Sem memória não existimos, sem responsabilidade talvez não mereçamos existir.”
José Saramago

O Festival VerOuvindo em sua quinta edição segue a sua bela trajetória com a responsabillidade de produzir outras memórias e ampliar a acessibilidade do cinema realizado no Brasil.

O cinema nos leva a lugares que nunca fomos, novas geografia, distintas realidades. Nos coloca em confornto com o outro, nos afeta com seus personagens, nos confunde com a nossa própria existência.

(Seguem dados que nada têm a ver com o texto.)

PR #1418, opened 2022-05-06
feat: implement python-poetry packages

### LINKED ISSUE #1229: python release type not able to find correct python packages when using poetry

goatwu1993:

Implement [packages](https://github.com/ChenJinGit/poetry/blob/50360f2dc96881398b428a08bd9288c4cc447d4e/docs/docs/pyproject.md#packages) of poetry pyproject.toml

Expõe a vida como ela é e  nos permite compor novas memórias.

Foi nesse encontro entre a força do cinema na busca de compreender outras realidades e no mergulho nas memórias do seu tio avõ, que o cineasta Marcelo Gomes se inspirou para realizar o seu primeiro filme de longa-metragem, Cinema, Aspirinas e Urubus.

A história é ambientada no sertão nordestino dos anos 1940, o espaço serve como palco dos dramas individuais. O calor escaldante, o seu brilho e textura mostram a identidade que se tem o sertão. A narrativa é baseada em dois personagens: Ranulpho, um nordestino que quer fugir da seca; e Johann, um alemão que foge da guerra. Os dois se encontram e seguem juntos pelo interior do Nordeste vendendo aspirinas e projetando pequenos documentários sobre o Brasil e propagandas das aspirinas. O diretor  Marcelo Gomes afirma que: “Eles, independentemente da seca ou da guerra, tentam buscar um caminho para suas próprias vidas”. Neste “caminho” encontram pessoas, passam por dificuldades, descobrem aspectos do mundo e da vida. O resultado da viagem é a transfiguração do mundo dos dois personagens.

Com um desejo de apresentar um olhar diferenciado sobre as experiências individuais de seus personagens, o filme Cinema, Aspirinas e Urubus (Marcelo Gomes, 2005) propõem articulações entre os aspectos de expressão da cultura regional, os quais são traduzidos em olhares distintos sobre o homem, o espaço e o tempo em busca da construção de uma identidade.

O filme teve a sua estreia na Mostra Un Certain Regard no Festival de Cannes em 2005, recebendo o prêmio do Ministério da Educação da França. E recebeu mais de cinquenta prêmios em festivais internacionais, levando o nosso sertão e a nossa identidade para a memória do mundo.